But whether he would, and whether strength of will and fortitude of character would be enough to permit him to carry on his responsibilities here in the crucial days before the final vote on Felix Labaiya’s amendment, he did not know. Yet he determined one thing as he stood there waiting. From this point forward, insofar as will and character could assist him, he would make no further admissions to anyone that he was feeling sick, he would do nothing to indicate to the world that he was not fully capable of discharging his duties in this time of crisis for his country, he would carry on to the best of his ability in the way in which he was needed.

He did not know what was wrong with him, but he knew it was something far more fundamental than N.Y.U.’s brightest student could possibly be direct and uncomplicated enough to perceive. Maybe by thinking very hard about the tasks ahead he could persuade himself and his body by a sheer feat of will that it was not so.

He took a deep breath, squared his shoulders, and stepped into the elevator, a set smile on his lips and his eyes straight ahead as the machine shot downward to First Committee.

South upon the Potomac, where men were as concerned as anywhere about the day’s debate in the General Assembly and the fate of Cullee Hamilton’s resolution in the Congress of the United States, the senior Senator from South Carolina was thinking at a furious rate as he presided, apparently half asleep, over an afternoon session of the Senate Appropriations Committee. Justice Department witnesses were before the committee, and Seab Cooley was listening with an ominous benevolence as the Attorney General made an earnest appeal for additional funds to finance the assignment of special United States marshals “in case of emergency.” The phrase brought the reaction everyone had been awaiting from the chairman.

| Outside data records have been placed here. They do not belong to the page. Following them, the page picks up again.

Issue #716, opened 2021-05-18
[FEATURE] aligning in the algorithms


DenisYaroshevskiy:
The way I see it we have the following possible `alignment` for iterator.

`unaligned_iterator` - no alignment what so ever. Can represent any position in the range. Example `unaligned_ptr_iterator`.
`aligned_iterator` - we cannot add an arbitrary number but loading/storing is more efficient. + if we ever get to do unguarded algorithms, like strlen, this type will become much more important. Example `aligned_ptr_iterator`
`partially_aligned` - we cannot add an arbitrary number and we also cannot do unguarded algorithms. Presumably the load and store are more efficient than making the same iterator unaligned. `zip<aligned, unaligned>` for example.
`always_aligned` - this means we can add arbitrary number, we still efficient and we can do unguarded algorithms. Example `iota_iterator`.

Any iterator should be able to be converted to `unaligned`, otherwise we can't do find. We already have that.

In this task I want to also implement `previous_partially_aligned` method. I think it can be required for all iterator types, at least at this point.

I also want for us to recognise `partially_aligned_iterator` concept: type returned by `previous_partially_aligned` matches the type of the iterator.

`prepare_range` needs to recognise `partially_aligned` and not and depending on that populate a trait `partially_align`. And `for_each_iteration`, if this trait is present, should use that to do aligned iteration instead of unaligned.

PR #723, opened 2021-05-21
FIX-#716: aligning in algorithms MVP.

DenisYaroshevskiy:
* Iterators now have `previous_partially_aligned` method. I am not sure if every iterator should have it (efficiency of it is a different question).

* Introduced some of the basic concepts. Unfortunately a bit struggle with `writeable_iterator` so `iterator_basics` and `readable_iterator` for now. Also they are not fully implemented.

* Introduced `no_aligning` the tell us not to use any of the `prervious_partially_aligned` business.

* Hacked together defaulting logic for traits since I need it.

* `preprocess_range` now can deduce some of the traits: like that `no_aligning` and `divisible_by_cardinal`. I'm not actually using `divisible_by_cardinal` yet.

* `preprocess_range` now can accept `aligned_ptr` as a first parameter.

* `for_each_iteration` now checks that the range it calls the last iteration with is not empty. The reason why it's important is that we require to `load` from an actually valid address. But `l` can be the end of the page in which case calling with `load(l)` is not cool.

* `for_each_iteration` now checks traits to figure wether it should try to align or not.

### DIFF
--- a/include/eve/algo/concepts.hpp
+++ b/include/eve/algo/concepts.hpp
@@ -16,13 +16,13 @@ namespace eve::algo
   namespace detail
   {
     template <typename>
-    struct is_eve_fixed  : std::false_type {};
+    struct is_fixed  : std::false_type {};
 
     template <std::ptrdiff_t N>
-    struct is_eve_fixed<eve::fixed<N>> : std::true_type {};
+    struct is_fixed<eve::fixed<N>> : std::true_type {};
 
     template <typename T>
-    concept is_eve_fixed_v = is_eve_fixed<T>::value;
+    concept is_fixed_v = is_fixed<T>::value;
   }
 
   template <typename T>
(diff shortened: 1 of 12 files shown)


include/eve/algo/traits.hpp
```diff
@@ -30,11 +30,54 @@ namespace eve::algo
...
+
+    auto no_aligning_ = [&] (auto ...other){
+      if constexpr (o_t::contains(no_aligning) ||
+                    d_t::contains(no_aligning))
+      {
+        return divisible_(no_aligning, other...);
+      }
+      else
+      {
+        return unroll_(other...);
```
DenisYaroshevskiy, line 77: Oopss

include/eve/algo/for_each_iteration.hpp
```diff
@@ -19,19 +20,48 @@ namespace eve::algo
...
+      if (precise_l == l) return;
+
       eve::keep_first ignore{l - precise_l};
       delegate.step(f, ignore);
     }
 
+    template <typename Traits, unaligned_iterator I, sentinel_for<I> S, typename Delegate>
+    EVE_FORCEINLINE void operator()(Traits traits, I f, S l, Delegate& delegate) const
+      requires (!Traits::contains(no_aligning)())
+    {
```
DenisYaroshevskiy, line 42: Both should assert a non-empty range otherwise load might have issues

include/eve/algo/concepts.hpp
```diff
@@ -8,9 +8,23 @@
...
 #include <concepts>
+#include <type_traits>
+#include <eve/function/load.hpp>
 
 namespace eve::algo
 {
+  namespace detail
+  {
+    template <typename>
+    struct is_eve_fixed  : std::false_type {};
```
jfalcou, line 19: Not a fan of using eve_ in name of traits.

include/eve/algo/concepts.hpp
```diff
@@ -21,6 +35,59 @@ namespace eve::algo
...
+  using partially_aligned_t = decltype(std::declval<T>().previous_partially_aligned());
+
+  template <typename T>
+  struct partially_aligned
+  {
+    using type = partially_aligned_t<T>;
+  };
+
+  template <typename I>
+  concept unaligned_check = std::same_as<unaligned_t<I>, I>;
```
jfalcou, line 48: not fan of _check either. If needed, eve::concept namespace could be a thing

include/eve/algo/concepts.hpp
```diff
@@ -21,6 +35,59 @@ namespace eve::algo
...
+
+  template <typename I>
+  concept partially_aligned_check = std::same_as<partially_aligned_t<I>, I>;
+
+  template <typename I>
+  concept iterator_basics =
```
jfalcou, line 54: why not just iterator ?

include/eve/algo/concepts.hpp
DenisYaroshevskiy: Did `is_fixed`. It's in detail`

“Now, Mr. Attorney General,” he said gently, stirring awake and giving the witness a shrewd glance from his hooded old eyes, “would you tell the committee, are these emergencies you
discover,
or emergencies you
create?

“Emergencies that come to us for solution, Mr. Chairman,” the Attorney General said, rather tartly. “I don’t believe it is our policy to go out of our way to create emergencies unnecessarily.”

“You don’t believe it is your policy to go out of your way to create emergencies unnecessarily.”

“No, sir.”

“No, sir. No, sir. Well, I’m glad to hear that.” He smiled blandly and the sudden tension that had come upon the alert young men of the Attorney General’s staff eased somewhat. “You may proceed, Mr. Attorney General.”

“Oops!” whispered the
Dallas
News
to the
Los Angeles
Times
at the press table. “Thought we were going to have a story there, for a second.”

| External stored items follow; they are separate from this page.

PR #731, opened 2021-05-23
Move to g++ and 11 clang++ 12 in Github Actions

jfalcou:


DenisYaroshevskiy:
If you change docker, can you please update how to build doc

Issue #440, opened 2023-02-15
Password Rule implements deprecated Illuminate\Contracts\Validation\Rule


falko100:
- Fortify Version: v1.16.0
- Laravel Version: v10.0.0
- PHP Version: 8.1
- Database Driver & Version: n.a.

### Description:
`\Laravel\Fortify\Rules\Password`
implements deprecated `Illuminate\Contracts\Validation\Rule`
instead of `Illuminate\Contracts\Validation\ValidationRule`

#### Edit:
I won't mind giving this a go for contributing. Do you have any example of how you do a test for the `Illuminate\Contracts\Validation\ValidationRule` ?

falko100:
Would this be the way to go?
```php
$this->assertThrows(function () {
    validator(
        ['password' => 'secret'],
        ['password' => [new Password]],
    )->validate();
}, ValidationException::class, 'The password must be at least 8 characters.');
```

driesvints:
I'm not sure myself. Maybe try discord to see if there's someone who can help you with the PR?

PR #441, opened 2023-02-15
Implement ValidationRule instead of ValidationRule at Rules/Password

falko100:
See https://github.com/laravel/fortify/issues/440

### DIFF
--- a/src/Rules/Password.php
+++ b/src/Rules/Password.php
@@ -2,10 +2,10 @@
 
 namespace Laravel\Fortify\Rules;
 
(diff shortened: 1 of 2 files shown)


falko100:
Since the deprecation is added in Laravel 10, I probably just gotta ignore the phpstan depraction error for a while 😅

johanmolen:
@falko100 I can test this solution if you want?

falko100:
> @falko100 I can test this solution if you want?

Sure thing!

PR #446, opened 2023-03-04
[1.x] Add registerThrough Callback to add custom Middlewares to Registration Route

stefanzweifel:
In a project I want to use the [spatie/laravel-honeypot](https://github.com/spatie/laravel-honeypot) package to protect the app against spam sign ups.
However, there currently doesn't seem to be a way to configure the middlewares of the `POST /register`-route.

This PR adds a `registerThrough()`-method and `$registerThroughCallback`-property to `Fortify`, that works similar to the [`authenticateThrough()`-method](https://laravel.com/docs/10.x/fortify#customizing-the-authentication-pipeline).

User will be able to add middlewares for the registration route by adding the following code to their `FortifyServiceProvider`.

```php
Fortify::registerThrough(function (Request $request) {
    return [
        MyCustomMiddleware::class,
        \Spatie\Honeypot\ProtectAgainstSpam::class
    ];
});
```

> **Warning**
> I had to change the return type of the `store`-method from `Laravel\Fortify\Contracts\RegisterResponse` to `mixed` as my test threw a type error. Not sure why though; my knowledge of the Pipeline class is quite limited.

More than happy to make a PR to the docs repo too, if this get's accepted.

---

After sleeping over this PR, I think it might be overkill to add this to Fortify.
To modify the middlewares for the `/register`-route, all I needed to do was copy & paste the route definition to my user-land routes file.

```php
Route::post('/register', [RegisteredUserController::class, 'store'])
    ->middleware([
        'guest:'.config('fortify.guard'), 
        \Spatie\Honeypot\ProtectAgainstSpam::class
    ]);

// other routes of my app
```

Proposing this pull request anyway, as this might be something you want to see in Fortify anway.

### DIFF
--- a/src/Fortify.php
+++ b/src/Fortify.php
@@ -32,6 +32,13 @@ class Fortify
     public static $authenticateUsingCallback;
 
     /**
+     * The callback that is responsible for building the registration pipeline array, if applicable.
+     *
+     * @var callable|null
+     */
+    public static $registerThroughCallback;
+
+    /**
      * The callback that is responsible for confirming user passwords.
      *
      * @var callable|null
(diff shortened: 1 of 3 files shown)


taylorotwell:
Closing since you found a simple workaround.

PR #451, opened 2023-03-23
Add maxLength for Password validation rule

antja0:
FYI: Our company just received a security vulnerability report about us not having max password length:

> Hashing large data can cause significant resource consumption on behalf of the server expose the app for a DOS attack.

This pull request adds a default max password length for the Fortify Password validation rule.

Note: This change does change the translation keys, so not 100% backwards compatible.


driesvints:
It seems that this breaks the test suite.

PR #452, opened 2023-03-23
Add default max length for passwords

antja0:
Another approach to #451

~~Maybe it won't break the tests this time?~~ It didn't 🥳 

Won't break the translations like the previous PR

FYI: Our company just received a security vulnerability report about us not having max password length:

> Hashing large data can cause significant resource consumption on behalf of the server expose the app for a DOS attack.

### DIFF
--- a/stubs/PasswordValidationRules.php
+++ b/stubs/PasswordValidationRules.php
@@ -13,6 +13,6 @@ trait PasswordValidationRules
      */
     protected function passwordRules(): array
     {
-        return ['required', 'string', new Password, 'confirmed'];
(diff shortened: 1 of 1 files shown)


taylorotwell:
This is a stub file so you can just change it in your own application to whatever you want.

antja0:
Update: I later found this vulnerability is not important.

One reason is that using the PASSWORD_BCRYPT as the algorithm will result in the password parameter being truncated to a maximum length of 72 bytes. https://www.php.net/manual/en/function.password-hash.php

I also was informed by beginning of this video: https://youtu.be/lr1KuL8OmJY?si=0vng-CxjHTSypZaq

PR #461, opened 2023-04-20
remove limiter from the registration view route

akunbeben:
I notice that #460 is adding a rate limiter for registration. It shouldn't be applied to the registration view route, in many cases it might we as developers need to refresh the page multiple times for any reason. 

For example, I ran `php artisan optimize:clear` and vite trigger the reload many times here and it will reach the throttle limit.

<details><summary>Details</summary>
<p>

https://user-images.githubusercontent.com/46495960/233508826-1752c0bf-0444-416f-bb34-91f4344bfd4b.mp4

</p>
</details>

### DIFF
--- a/routes/routes.php
+++ b/routes/routes.php
@@ -70,10 +70,7 @@ Route::group(['middleware' => config('fortify.middleware', ['web'])], function (
     if (Features::enabled(Features::registration())) {
         if ($enableViews) {
             Route::get(RoutePath::for('register', '/register'), [RegisteredUserController::class, 'create'])
-                ->middleware(array_filter([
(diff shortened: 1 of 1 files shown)


driesvints:
But this is off by default? How is this affecting you?

taylorotwell:
Agree with @driesvints - it's off by default?

trbsi:
I would have to agree with [akunbeben](https://github.com/akunbeben). Rate limiter should not be on a view route. Let's say I want to limit registration 5 per day. If person opens view route 5 times (just opens without actually submitting the form), a person will start getting 429 error

PR #462, opened 2023-04-21
Add missing limiters to default fortify config

stephenglass:
The `config/fortify.php` has all config options listed initialized to null. However, the `limiters` array is missing default assignments for keys `two-factor`, `verification`, `registration` (#460). A user may not know there is rate limiting capabilities for these routes solely by looking at the config unless additionally looked at `routes.php`.

This PR adds default initialization for these limiters in `config/fortify.php` file.

### DIFF
--- a/config/fortify.php
+++ b/config/fortify.php
@@ -15,6 +15,9 @@ return [
     'domain' => null,
     'limiters' => [
         'login' => null,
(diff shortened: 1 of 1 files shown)


taylorotwell:
Tests fail.

Issue #468, opened 2023-05-21
Accept pull request for adding named route for two-factor auth challenge?


OliverGrimsley:
Using Ziggy to publish routes.  Ziggy only pushes named routes to the front end.  There is no named route for POST two-factor challenge.  That code in Fortify is currently:

```php
Route::post(RoutePath::for('two-factor.login', '/two-factor-challenge'), [TwoFactorAuthenticatedSessionController::class, 'store'])
            ->middleware(array_filter([
                'guest:'.config('fortify.guard'),
                $twoFactorLimiter ? 'throttle:'.$twoFactorLimiter : null,
            ]));
```
As a work around, I have added the following to my local routes file:

```php
Route::post(RoutePath::for('two-factor.challenge', '/two-factor-challenge'), [TwoFactorAuthenticatedSessionController::class, 'store'])
    ->middleware(array_filter([
        'guest:' . config('fortify.guard'),
        $twoFactorLimiter ? 'throttle:' . $twoFactorLimiter : null,
    ]))->name('two-factor.challenge');
```

Was going to send a pull request to add this to Fortify, BUT . . . I am not sure if this would break anything for other users to change `RoutePath::for('two-factor.login'`... to `RoutePath::for('two-factor.challenge'...`?  I did not think so because (a) in current Fortify, this is not a NAMED route; and (b) the actual endpoint URL has not been changed.

Happy to send a pull request if this is ok.

nunomaduro:
You can send a pull request, so Taylor Otwell can have the opportunity to understand your needs, and evaluate if your pull request will be breaking for existing users or not.

PR #470, opened 2023-05-25
Update route to name POST two factor challenge

OliverGrimsley:
This pull request changes the POST route for two factor challenge to provide a name for it.  This route was previously un-named.  No change to the actual endpoint is made.  The purpose of this is to allow [Ziggy](https://github.com/tighten/ziggy) to publish this route to the front end.  See issue #468 (current workaround).  I do not think this would break any application as the route was previously un-named, and hence to use it, the actual endpoint would have had to have been referenced.

### DIFF
--- a/routes/routes.php
+++ b/routes/routes.php
@@ -130,11 +130,11 @@ Route::group(['middleware' => config('fortify.middleware', ['web'])], function (
                 ->name('two-factor.login');
         }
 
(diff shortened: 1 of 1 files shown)


taylorotwell:
It has the same path as the login route, so you can use that name.

haltsir:
I don't understand why this was so swiftly closed since it's a bug. If views are not enabled, named routes are not published.

OliverGrimsley:
My original pull was wrong and so it was properly closed - I'd be happy to submit the above code, which is correct, and would fix this.

haltsir:
If you could submit a fix, that would be very helpful!

PR #471, opened 2023-05-26
Removed direct invocation of `toResponse()` method

xurshudyan:
The `toResponse()` method is called directly on the `FailedTwoFactorLoginResponse` class. However, since `FailedTwoFactorLoginResponse` implements the `Responsable` interface, the `toResponse()` method is automatically called when the response needs to be converted to an HTTP response.


taylorotwell:
If this is fixing an actual user-land bug that breaks applications please re-submit and describe how to recreate it. Thanks.

xurshudyan:
@taylorotwell How could this change potentially break the application's functionality?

“Seab’s just going through the motions,” the
Times
whispered back “I don’t think his heart is in it today.”

And, if truth were known, this press table analysis of the chairman’s rather absent-minded manner was correct. His heart was not in it. In fact his heart felt tired, and old, and, quite uncharacteristically, discouraged.

It was not like Seabright B. Cooley, who had smitten his enemies hip and thigh when they attacked him in Gath and fell upon him in Ashkelon, to feel put upon and bothered by the world, but today he did. He had been following certain matters very closely, without saying anything to anyone about it, and just before the committee session began he had stopped by the paper stand near the public elevators at the entrance to the Senate side of the Capitol and dropped in his coin for the late edition of the
Washington
Daily News.
“CULLEE HOLDS FINGER IN UN DIKE,” the paper had announced with its customary cheerful insouciance. “WINS DELAY FOR US TO SPANK OURSELVES.”

This rather carefree analysis of the debate and vote in the General Assembly was in fact, as often with the
News,
rather closer to the realities and the Washington reaction than many people cared to admit. “Of all the damned things,” Bill Kanaho had snorted, stopping by to read over Seab’s shoulder. “Why in hell should we be humbling ourselves again?” Seab had nodded and made a mental note of the name of Hawaii’s senior Senator as one who, despite his racial background, might be a tried and trusted ally in the bitter struggle that would ensue when Cullee’s resolution reached the Senate—if it reached the Senate. But of that the senior Senator from South Carolina had few illusions and little doubt. The cards were stacked in the House, and everything his spies over there told him only served to emphasize the fact. It was now Saturday afternoon, and present plans were to bring the resolution to the House floor on Monday and ram it through under a tight limitation of debate that could bring a decision by nightfall.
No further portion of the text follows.